- _Stored items_:
☆ ☆ ☆

PR #2986, opened 2024-11-26
Restrict disabled tabs

rh12:
refs: MBL-18057
affects: Student
release note: Fixed disabled tabs being available in some cases.

## What's changed
Routes which lead to disabled tabs are not opening anymore.
Behavior follows the website, including the enabling/disabling of some related pages.
The special cases are the following:
- when "Pages" tab is disabled we disable
  - `course/:courseID/wiki`
  - `course/:courseID/pages`
  - `course/:courseID/pages/front_page`
- there are some other cases but they involve internal URLs only

## Problems
- Our `router` doesn't know whether a route is for internal navigation only or not. This means we need to consider app-only URLs too when checking for disabled tabs. The known exceptions had been handled.
- Backend doesn't provide a list of disabled tabs. It just returns the currently enabled tabs. We also have no list of all the tabs and new ones could be added any time. Remote logging is in place for unexpected tab formats.
- We assume the following tab url format: `course/:courseId/tabname`, plus there are some known exceptions. When a non-tab URL is introduced in Canvas which matches this format, the app won't know about it and disable it. We can handle this once we are made aware.

## Test plan
- Verify disabled tabs are not available via
  - direct links on pages, messages, etc
  - push notifications
  - outside apps when app is open
  - outside apps when app is closed
- Verify all other kind of links are opening properly
- Verify links to another course's disabled tabs are disabled properly

## Checklist
- [ ] Tested on phone
- [ ] Tested on tablet

### DIFF
--- a/Core/Core/Router/CourseTabUrlInteractor.swift
+++ b/Core/Core/Router/CourseTabUrlInteractor.swift
@@ -17,23 +17,65 @@
 //
 
 import Foundation
+import Combine
 
 public final class CourseTabUrlInteractor {
 
+    private struct TabModel {
+        let id: String
+        let htmlUrl: String
+    }
+
     private var enabledTabsPerCourse: [Context: [String]] = [:]
+    private var subscriptions = Set<AnyCancellable>()
 
     public init() { }
 
-    public func setEnabledCourseTabs(_ tabs: [APITab], context: Context) {
-        guard context.contextType == .course else { return }
+    public func setupTabSubscription() {
+        let useCase = LocalUseCase<Tab>(scope: .all)
+        return ReactiveStore(useCase: useCase)
+            .getEntitiesFromDatabase(keepObservingDatabaseChanges: true)
+            .replaceError(with: [])
+            .sink { [weak self] tabs in
+                self?.tabsDidUpdate(tabs)
+            }
+            .store(in: &subscriptions)
+    }
 
-        var tabPaths = tabs.map { $0.html_url.absoluteString }
+    public func clearEnabledTabs() {
+        enabledTabsPerCourse = [:]
+    }
+
+    private func tabsDidUpdate(_ tabs: [Tab]) {
+        var tabModels: [Context: [TabModel]] = [:]
+        tabs.forEach { tab in
+            guard tab.context.contextType == .course, let htmlURL = tab.htmlURL else { return }
+
+            let context = tab.context
+            if !tabModels.keys.contains(context) {
+                tabModels[context] = []
+            }
+            tabModels[context]?.append(.init(id: tab.id, htmlUrl: htmlURL.absoluteString))
+        }
+
+        tabModels.forEach { context, tabs in
+            let tabPaths = pathsForTabs(tabs, context: context)
+            enabledTabsPerCourse[context] = tabPaths
+        }
+    }
+
+    private func pathsForTabs(_ tabs: [TabModel], context: Context) -> [String] {
+        // adding backend-provided paths from `html_url`
+        var tabPaths = tabs.map {
+            logPathFormatIfUnknown(for: $0)
+            return $0.htmlUrl
+        }
 
         // Adding extra paths for some tabs besides the ones from `html_url`.
         // Some have counterparts defined in `routes`, used only for in-app navigation or they are just legacy.
         // Some have related paths and they should be enabled/disabled together.
         tabs.forEach { tab in
-            switch tab.id.value {
+            switch tab.id {
             case "syllabus":
                 // proper path from `html_url`: "course/:courseID/assignments/syllabus"
                 // internal path from `routes`: "course/:courseID/syllabus"
@@ -55,11 +97,7 @@ public final class CourseTabUrlInteractor {
             }
         }
 
-        enabledTabsPerCourse[context] = tabPaths
-    }
-
-    public func clearEnabledCourseTabs() {
-        enabledTabsPerCourse = [:]
+        return tabPaths
     }
 
     /// Returns `true` if `url` is not a course tab URL OR it is but it's not in the list of enabled course tab URLs.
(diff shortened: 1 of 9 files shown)


inst-danger:
<table>
  <thead>
    <tr>
      <th width="50"></th>
    </tr>
  </thead>
  <tbody><tr>
      <td>:no_entry_sign:</td>
    </tr>
  </tbody>
</table>



#### Release Note: 
Fixed disabled tabs were available in some cases.

#### Affected Apps: Student

[MBL-18057](https://instructure.atlassian.net/browse/MBL-18057)

<details><summary>:x: Swift lint</summary>


    
    ----- xcbeautify -----
    Version: 2.11.0
    ----------------------
    
    ❌ /Users/vagrant/git/Core/CoreTests/Courses/CourseTests.swift:303:79: Trailing Comma Violation: Collection literals should not have trailing commas (trailing_comma)
    /Users/vagrant/git/Core/CoreTests/Router/CourseTabUrlInteractorTests.swift:235:19: error: Colon Spacing Violation: Colons should be next to the identifier when specifying a type and next to the key in dictionary literals (colon)
    
</details>

<p align="right">
  Generated by :no_entry_sign: <a href="https://danger.systems/js">dangerJS</a> against e874e9b4a69cbb16cb0bdf904b4bb4f812ffc5e7
</p>

Core/Core/Router/CourseTabUrlInteractor.swift
```diff
@@ -0,0 +1,173 @@
...
+    }
+
+    private var enabledTabsPerCourse: [Context: [String]] = [:]
+    private var subscriptions = Set<AnyCancellable>()
+
+    public init() { }
+
+    public func setupTabSubscription() {
+        let useCase = LocalUseCase<Tab>(scope: .all)
+        return ReactiveStore(useCase: useCase)
```
vargaat, line 36: No need to return here.

Core/Core/Router/CourseTabUrlInteractor.swift
```diff
@@ -0,0 +1,173 @@
...
+            .getEntitiesFromDatabase(keepObservingDatabaseChanges: true)
+            .replaceError(with: [])
+            .sink { [weak self] tabs in
+                self?.tabsDidUpdate(tabs)
+            }
+            .store(in: &subscriptions)
```
vargaat, line 42: We are storing this subscription that never ends `keepObservingDatabaseChanges: true` so we should cancel this when the user logs out not to keep the old coredata context stack alive.

Core/Core/Router/CourseTabUrlInteractor.swift
```diff
@@ -0,0 +1,173 @@
...
+            default:
+                break
+            }
+        }
+
+        return tabPaths
+    }
+
+    /// Returns `true` if `url` is not a course tab URL OR it is but it's not in the list of enabled course tab URLs.
+    public func isAllowedUrl(_ url: URL) -> Bool {
```
vargaat, line 103: Let's move this public function next to other public functions.

Core/Core/Router/CourseTabUrlInteractor.swift
```diff
@@ -0,0 +1,173 @@
...
+            // example: "/courses/42/assignments/syllabus"
+            return parts.count == 4 && parts[3] == "syllabus"
+
+        case .frontPage:
+            // example: "/courses/42/pages/front_page"
+            return parts.count == 4 && parts[2] == "pages" && parts[3] == "front_page"
+
+        case .externalToolTab:
+            // example: "/courses/42/external_tools/1234"
+            return parts.count == 4 && parts[2] == "external_tools"
```
vargaat, line 170: Do we want to add a guard in case there's an invalid route format not to crash with the array indexing?

vargaat (changes requested):

Core/Core/Router/CourseTabUrlInteractor.swift
rh12: Unless I'm missing something, `parts.count == 4` before the `&&` ensures that we never reach the `parts[2]` check.

But on a related note, I will update the syllabus rule to include the `assignments` part, to avoid nonexistent corner case of `external_tools/syllabus` depending simply on ordering of the cases

vargaat: True that! I was looking for a guard like on the first case.

ndrsszsz (approved):
QA +1

vargaat (changes requested):
Seems like we have a false positive: I hid the assignments page and the course's home was set to a page that I cannot open because the app thinks it's hidden. Let's take a look on this.

rh12:
@vargaat 
> Seems like we have a false positive: I hid the assignments page and the course's home was set to a page that I cannot open because the app thinks it's hidden. Let's take a look on this.

Great find, thanks! This was caused by two issues:
1. relative URLs without starting slash were not handled correctly
2. Home screen should allow all URLs, even disabled tabs
  - this is how it works on the web
  - updated PR description with this
  - please check this during QA

suhaibabsi-inst (approved):
Tested the following scenarios:

- ✅  Verify all other kind of links are opening properly
- ✅  Verify links to another course's disabled tabs are disabled properly
- ✅  Verify tapping "Course Details > Home" opens the screen when it leads to a disabled tab

Verify disabled tabs are not available via:
- ✅  direct links on pages, messages, etc
- ✅  push notifications
- ✅   outside apps when app is open
- ✅   outside apps when app is closed
    
_Note:_
Deep links (tapping on a link from outside the app) is not working for me, and I noticed that the `.well-known/apple-app-site-association` file for my test account isn't configured to allow so.
I am not sure if we have access to change this or not. 
Tested those using `canvas-student` url scheme.

QA + 1

PR #2989, opened 2024-11-27
Fix issue of user not being able to submit assignment when logged in root account

suhaibabsi-inst:
refs: [MBL-18064](https://instructure.atlassian.net/browse/MBL-18064)
affects: Student,Teacher
release note: Fixes issue of user not being able to submit assignment when logged in root account

## What's changed

The main point of change of this PR resides in files:
[`AppEnvironmentOverride`](https://github.com/instructure/canvas-ios/pull/2989/files#diff-2151f2282f4d1aadb4e9ae981de9758a1f7355399f3f146e18e87e53a1b8d683)
[`CourseTabUrlInteractor`](https://github.com/instructure/canvas-ios/blob/9c831a1c7135a0724efaeb85b48161ad9d776906/Core/Core/Router/CourseTabUrlInteractor.swift#L117)
[`Router`](https://github.com/instructure/canvas-ios/blob/9c831a1c7135a0724efaeb85b48161ad9d776906/Core/Core/Router/Router.swift#L348)

This is to provide a clean way to pass a modified `AppEnvironment` with the correct baseURL that fits the current tab user is sitting at, which in this case is `Course > Assignments`

The rest are a consequence of those changes, which is basically to make sure views and classes are respecting what ever `AppEnvironment` instance is passed to them.

## Test Plan

See [ticket](https://instructure.atlassian.net/browse/MBL-18064) description.

Also, made testing for ordinary accounts for following use cases:
1. View Assignment details
2. View Submission details
3. New text and file assignment submission.
4. New text and file submission comment.
5. View submission comments, especially those with comments.

Also, testing for the following scenarios:
1. Tapping on external link.
2. Tapping on an internal link for an assignment, making sure submission work as well for both of cases.

## Screen Record

https://github.com/user-attachments/assets/4b0c8fe8-f8de-48a3-9789-e6eafdc8a047

## Checklist

- [ ] A11y checked
- [ ] Tested on phone
- [ ] Tested on tablet
- [ ] Tested in dark mode
- [ ] Tested in light mode
- [ ] Approve from product

[MBL-18064]: https://instructure.atlassian.net/browse/MBL-18064?atlOrigin=eyJpIjoiNWRkNTljNzYxNjVmNDY3MDlhMDU5Y2ZhYzA5YTRkZjUiLCJwIjoiZ2l0aHViLWNvbS1KU1cifQ


inst-danger:

</details>

Core/Core/Assignments/AssignmentList/ViewModel/AssignmentCellViewModel.swift
```diff
@@ -21,10 +21,10 @@ import SwiftUI
 public class AssignmentCellViewModel: ObservableObject {
     public let assignment: Assignment
     public let courseColor: UIColor?
+    private let env: AppEnvironment
 
-    private let env = AppEnvironment.shared
-
-    public init(assignment: Assignment, courseColor: UIColor?) {
+    public init(env: AppEnvironment, assignment: Assignment, courseColor: UIColor?) {
```
rh12, line 26: I think we usually pass in the primary data/model first which is the main subject of the whole type.
Then the secondary ones.
And in the end we pass in the dependecies, like interactors, env, router, etc.
Maybe this is only me, but it would make sense to me to keep this ordering.
May look like nit, but I would rather call this out now, at the beginning of this approach.

The same stands for all the other places where we inject `env` in this PR. cc @vargaat for thoughts

vargaat: Yes, I agree, that bloated environment object is definitely not a primary dependency. I didn't notice this during my review but let's keep the priority order in the future.

vargaat (dismissed):
QA+1, I was able to submit to both consortia and my regular account various ways. What I noticed and I'm not sure if this can cause any issues or not is that when submitting via the share extension the file upload request still goes to the root account while the submission goes to the child domain. This is because the file upload logic for the share extension fetches the base url for its own but only for the last API request. On the image the non-selected rows are from the share extension and bottom ones from the app.
Screenshot 2024-12-04 at 16 04 54
I also managed to make the app crash two times during submitting files from the app. I couldn't reproduce it with Xcode and for some reason the crash symbolication didn't succeed so let's keep an eye out for this while testing the RC.

Core/Core/Assignments/AssignmentList/ViewModel/AssignmentCellViewModel.swift
suhaibabsi-inst: Yes, that's right.
If possible, I will have a follow up PR after release to address that.

vargaat (approved):
QA+1, file share now correctly uses the subdomain hosts for all API calls.

ndrsszsz (approved):
QA +1

PR #3034, opened 2024-12-17
[Horizon] Add navigation bar

Ahmed-Naguib93:
Navigation bar

https://instructure.atlassian.net/browse/CLX-282


inst-danger:

</details>

inst-danger:
<table>
  <thead>
    <tr>
      <th width="50"></th>
    </tr>
  </thead>
  <tbody><tr>
      <td>:no_entry_sign:</td>
    </tr>
  </tbody>
</table>



<details><summary>:x: XCTest failed: CoreTests/AssignmentCellViewModelTests/testSubmissionStatusAndIconAndColor</summary>


    XCTAssertEqual failed: ("#6a7883") is not equal to ("#697783")
    XCTAssertEqual failed: ("#03893d") is not equal to ("#03893c")
</details>

<p align="right">
  Generated by :no_entry_sign: <a href="https://danger.systems/js">dangerJS</a> against 0057e2451e1a1ec2141d28baf42f29c64e5eb7ac
</p>

Horizon/Horizon/Sources/Features/Dashboard/View/DashboardView.swift
```diff
@@ -50,53 +51,17 @@ struct DashboardView: View {
                 }
             }
         }
-        .navigationBarItems(leading: nameLabel)
-        .navigationBarItems(trailing: navBarIcons)
+        .navigationBarItems(leading: HorizonUI.NavigationBar.Leading(title: "Hi, Horizon App"))
+        .navigationBarItems(trailing: HorizonUI.NavigationBar.Trailing(onEvent: viewModel.onEvent))
         .scrollIndicators(.hidden, axes: .vertical)
         .background(Color.backgroundLight)
+        .onFirstAppear { viewModel.viewController =  viewController}
```
reabbotted, line 58: I don't love the pattern of requiring the view to set a property on the view model. I think it's better just to pass the viewController as an argument to the notebookDidTap  method. That way it's always clear what is required. Otherwise it can be unclear to someone using the view model that they need to set that property before it'll work.

Ahmed-Naguib93: Ok but i need to pass the closure direct to view model, because the navigation logic  must be set in viewModel.

packages/HorizonUI/Sources/HorizonUI/Sources/Components/NavigationBar/TrailingNavigationBar.swift
```diff
@@ -0,0 +1,90 @@
...
+
+        private let onEvent: (Event) -> Void
+
+        public init(onEvent: @escaping (Event) -> Void) {
+            self.onEvent = onEvent
+        }
+
+        public var body: some View {
+            HStack(spacing: .zero) {
+                Button {
```
reabbotted, line 37: These will be swapped out with the icon only buttons.

Horizon/Horizon/Sources/Features/Dashboard/View/DashboardView.swift
reabbotted: It would just be one of the parameters passed in the onEvent handler:

func onEvent(event: HorizonUI.NavigationBar.Trailing.Event, viewController: WeakViewController)

You might also consider creating a separate ViewModel to pair with the HorizonUI.NavigationBar.Trailing and putting the onEvent handler in there. Otherwise we must handle the navigation logic in the ViewModel for every View that uses the HorizonUI.NavigationBar.Trailing view.

reabbotted (dismissed):

Horizon/Horizon/Sources/Features/Dashboard/View/DashboardView.swift
Ahmed-Naguib93: No, HorizonUI is just for creating UI only and shouldn't have any logic in it.

packages/HorizonUI/Sources/HorizonUI/Sources/Components/NavigationBar/TrailingNavigationBar.swift
Ahmed-Naguib93: Yes, you are right, once the component finished will use it

Horizon/Horizon/Sources/Features/Dashboard/View/DashboardView.swift
szabinst: Since this component will be used only on the dashboard, I'd simply pass 3 named `() -> Void` closure to the `HorizonUI.NavigationBar.Trailing` initializer then we can have: 
```
viewModel.notebookDidTap(viewController)
viewModel.notificationDidTap(viewController)
...the rest
```

that is readable easily.

szabinst (changes requested):
Please see my comments below.

PR #3038, opened 2024-12-20
Filter screens consolidation

rh12:
refs: [MBL-18544](https://instructure.atlassian.net/browse/MBL-18544)
affects: Student, Teacher
release note: Improved various filter screens.

## What's changed
Added `SingleSelectionView` and `MultiSelectionView` components (and their viewmodels) to handle selections, typically found on Filter or Preferences screens.

Added `OptionItem` as the model for these, which is a stripped down, unified model for all option selections.
- It is intended to be created from and match with the given domain model.
- Helper types `SingleSelectionOptions` and `MultiSelectionOptions` group them together for simplified usage.
- Kept its `id` as a `String` instead of making it generic. For simplicity and because it covers most cases.
- It has no related protocol like `OptionItemConvertible` at the moment.

Updated the following screens to use these:
- Student Assignment List Preferences
- Teacher Assignment List Preferences
- Grade List Preferences
- Smart Search Preferences
- Calendar Selector
- Calendar Filter 

Consolidated UI in accordance with UX designer (Figma update is WIP)
- components (RadioButtonCell, CheckboxCell, ListSectionHeader, Divider)
- unified the above preferences screens (consistent wording, ordering, etc.)

## What's not changed
- List screens are not updated to use the updated components
- Colors are not following context color yet
- Navigation Bar (button fonts + colors, title fonts, dynamic text sizes)
- Grade List Preferences screen Done behaviour:
  - swipe-to-dismiss is not added yet
  - kept "Done" button disabling for now
- Did not refactor/rework types around the affected screens, tried to draw the line somewhere

## Test plan
Verify all the above screens work as before, including the interactions with their List screens.
There is no updated Figma for each of the screens, so please check the screenshots below for UI changes.

## Screenshots

<table>
<tr>
<td></td>
<td></td>
</tr>
<tr>
<td></td>
<td></td>
</tr>
<tr>
<td></td>
<td></td>
</tr>
</table>

## Checklist
- [x] A11y checked
- [x] Tested on phone
- [x] Tested on tablet
- [x] Tested in dark mode
- [x] Tested in light mode
- [x] Tested on iOS 18
- [x] Tested on iOS 17

[MBL-18544]: https://instructure.atlassian.net/browse/MBL-18544?atlOrigin=eyJpIjoiNWRkNTljNzYxNjVmNDY3MDlhMDU5Y2ZhYzA5YTRkZjUiLCJwIjoiZ2l0aHViLWNvbS1KU1cifQ


inst-danger:
<table>
  <thead>
    <tr>
      <th width="50"></th>
    </tr>
  </thead>
  <tbody><tr>
      <td>:no_entry_sign:</td>
    </tr>
  </tbody>
</table>



#### Release Note: 
Improved various filter screens.

[MBL-18544](https://instructure.atlassian.net/browse/MBL-18544)
<p align="right">
  Generated by :no_entry_sign: <a href="https://danger.systems/js">dangerJS</a> against ad28fb62a9b170c13e099b1fe39571b5a2b4d4b0
</p>

inst-danger:

</details>

inst-danger:

</details>

Core/Core/Common/CommonUI/OptionSelection/View/MultiSelectionView.swift
```diff
@@ -0,0 +1,147 @@
...
+                ForEach(viewModel.allOptions) { item in
+                    optionCell(with: item)
+                }
+            } header: {
+                if hasAllSelectionButton {
+                    InstUI.ListSectionHeader(
+                        title: title,
+                        buttonLabel: Text(viewModel.allSelectionButtonTitle),
+                        buttonAction: { viewModel.didTapAllSelectionButton.send() }
+                    )
```
rh12, line 76: Regarding VoiceOver support, I've explored various solutions aiming to make the section header title and the all selection button one accessibility element.
The main problem is that headers can be quickly navigated to using swipe up/down gestures, but button action (or custom actions) are simply not available when using this type of navigation. Actions are available when the header is navigated to using swipe left/right gestures. This would make navigation/actions very inconsistent and confusing. It is the same on iOS 17/18.
Another approach was to add both SelectAll and DeselectAll custom actions, but adding a custom action means there is a default action too, which can't be removed. ("Activate, Default"). In this case there is no meaningful default action for the header, and the options ["Select All", "Deselect All", "Activate, Default"] would be confusing as well.

I ended up keeping the header and the SelectAll/DeselectAll button separate, which allows quick consistent navigation via headers, and allows for a reliable button action which announces "All options selected/deselected" when activated.

suhaibabsi-inst (commented):
Code +1

Core/Core/Common/CommonUI/OptionSelection/View/SingleSelectionView.swift
```diff
@@ -0,0 +1,126 @@
...
+    @StateObject private var viewModel: SingleSelectionViewModel
+
+    private let title: String?
+    private let accessibilityIdentifier: String?
+
+    public init(
+        title: String?,
+        accessibilityIdentifier: String? = nil,
+        allOptions: [OptionItem],
+        selectedOption: CurrentValueSubject<OptionItem?, Never>
```
suhaibabsi-inst, line 34: So, to go along with common design decision for Apple native components like "Picker"
Can you provide an initializer variation with `Binding` for selected option?

suhaibabsi-inst: And I am wondering whether we should use Combine subjects to pass data through view hierarchy rather than rely on default SwiftUI data flow techniques (Binding & States)?

Core/Core/Common/CommonUI/OptionSelection/Model/OptionItem.swift
```diff
@@ -0,0 +1,68 @@
...
+// GNU Affero General Public License for more details.
+//
+// You should have received a copy of the GNU Affero General Public License
+// along with this program.  If not, see <https://www.gnu.org/licenses/>.
+//
+
+import SwiftUI
+
+/// Represents a selectable option and its properties required to display it.
+public struct OptionItem: Equatable, Hashable, Identifiable {
```
suhaibabsi-inst, line 22: Perhaps we can leave that to another occasion,  but I was thinking of using generics here to have associated value attached to the option. This can have good consequences on the design of selection API.

```swift
public struct OptionItem<Value: Equatable>: Equatable, ... {
     ...
     var value: Value
}
```

suhaibabsi-inst (approved):
Few comments for your consideration about the API design.
Those are not blocking, and handling them, if applicable, can be left to another occasion.

suhaibabsi-inst (approved):
QA +1

Tested **Student** & **Teacher** apps on **iOS 18.2.1**, iPhone XS.

Core/Core/Common/CommonUI/OptionSelection/View/SingleSelectionView.swift
rh12: Using `CurrentValueSubject` to pass data between viewmodels instead of `Binding` is the current approach we use in the project. I don't remember the exact cause behind this decision, but I seem to recall it was because bindings caused issues and/or complications used this way.
We can have a team discussion about it sometime, as the topic may be worth exploring.
For now, I would not introduce a (currently unused) extra initializer.

ndrsszsz (approved):
Very nice job with these improvements! Thanks! 👍

vargaat (approved):
QA+1

PR #3050, opened 2025-01-03
Fix tests

vargaat:
There were two failures:
- One related to old discussions that caused our custom JS code not to execute. It seems the issue was that we didn't wait until the directory load navigation finished and we started loading html content immediately. I created a helper loader method in CoreWebView that calls back with a completion block when the navigation finishes and used this in the discussion view controller to load the actual content only after the first load have finished. We use the synchronous file load method in other places in the app but I didn't touch those to reduce the scope. I could only reproduce this issue on iOS 18.2.
- The other issue was that SwiftUI colors created from the asset catalog color resource had slightly different hex codes compared to their UIColor counterpart. I don't know what caused this but I've modified the logic to create Colors from UIColors instead and that solved the issue, the root cause is unknown.

refs: MBL-18545
release note: none
test plan:
- Sanity test if colors are okay.
- Test if discussions/announcements still work in offline mode.

## Checklist

- [x] Tested on iOS 17
- [ ] Tested on iOS 18

### DIFF
--- a/Core/Core/CoreWebView/View/CoreWebView.swift
+++ b/Core/Core/CoreWebView/View/CoreWebView.swift
@@ -341,7 +341,6 @@ open class CoreWebView: WKWebView {
         fileLoadNavigation = loadFileURL(url, allowingReadAccessTo: urlDirectory)
     }
 
-
     private func checkFileLoadNavigationAndExecuteCallback(finishedNavigation: WKNavigation) {
         if finishedNavigation == fileLoadNavigation {
             fileLoadNavigation = nil
--- a/Core/Core/CoreWebView/View/CoreWebView.swift
+++ b/Core/Core/CoreWebView/View/CoreWebView.swift
@@ -324,10 +324,41 @@ open class CoreWebView: WKWebView {
     public func activateFullScreenSupport() {
         fullScreenVideoSupport = .init(webView: self)
     }
+
+    // MARK: - File URL Load
+
+    private var fileLoadNavigation: WKNavigation?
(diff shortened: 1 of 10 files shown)


inst-danger:

</details>

inst-danger:

</details>

inst-danger:

</details>

Core/Core/CoreWebView/View/CoreWebView.swift
```diff
@@ -399,13 +434,29 @@ extension CoreWebView: WKNavigationDelegate {
         features.forEach { $0.webView(webView, didFinish: navigation) }
     }
 
+    public func webView(
+        _ webView: WKWebView,
+        didFail navigation: WKNavigation!,
+        withError error: any Error
+    ) {
+        checkFileLoadNavigationAndExecuteCallback(finishedNavigation: navigation)
```
rh12, line 442: Is it okay to execute the callback on failures, too?
Even the parameter name implies a `finished` navigation.
Would it make sense to for the completion closure to accept a `Result<Void, Error>` or similar?
That way callers would need to explicitly ignore the result (like `{ _ in ... }`)

vargaat: It's okay to pass back failures to the caller because we are only interested if the navigation have finished with any result (so it's not in progress when you start another load). Actually, if we load a directory here just to grant permission to the webview for the files the load will always fail with a navigation cancelled error. I renamed the parameter of the private method and passed back the result since it doesn't hurt anyone and might come handy in the future.

rh12 (approved):
QA + 1

PR #3053, opened 2025-01-09
Use `short_name` instead of `name` for student-student interactions

Q-Bea:
Changes `user.name` to `user.short_name` (or `user.shortName`) on the PeopleList and PeopleDetails pages when a student is viewing the details of another student.

Rational:
- This mimics the behaviour of the canvas web client (at least in my experience)
- "Short name" can also be used a "preferred name" by individuals of various demographics. It is not necessarily safe to assume that ones given name (`.name`) corresponds with how they wish to be referred as (`.short_name`).

- Teachers will still see the name as before, but it may also be worth adding the ability for them to see both a student's preferred and given names. 

Note:
- This is my first time interacting with this codebase and there are probably other changes to be made in order to stay consistent. I don't know where to look, though, and I don't have the ability to test the app on my devices.

### DIFF
--- a/Core/Core/People/ContextCard/Course/ContextCardHeaderView.swift
+++ b/Core/Core/People/ContextCard/Course/ContextCardHeaderView.swift
@@ -27,14 +27,19 @@ struct ContextCardHeaderView: View {
 
     var body: some View {
         VStack(spacing: 10) {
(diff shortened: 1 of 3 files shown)


vargaat:
Thank you for this idea. While we can't merge this as-is, I'm happy to inform you that this particular change as being part of a larger initiative is already on our plate and will be delivered in the future for our apps.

☆ ☆ ☆

- _Exercise aim_: From the records above, transcribe without alteration every line from the one with "- please check this during QA" to the one with "a disabled tab", inclusive.

- _Solution to the exercise_:
  - please check this during QA

suhaibabsi-inst (approved):
Tested the following scenarios:

- ✅  Verify all other kind of links are opening properly
- ✅  Verify links to another course's disabled tabs are disabled properly
- ✅  Verify tapping "Course Details > Home" opens the screen when it leads to a disabled tab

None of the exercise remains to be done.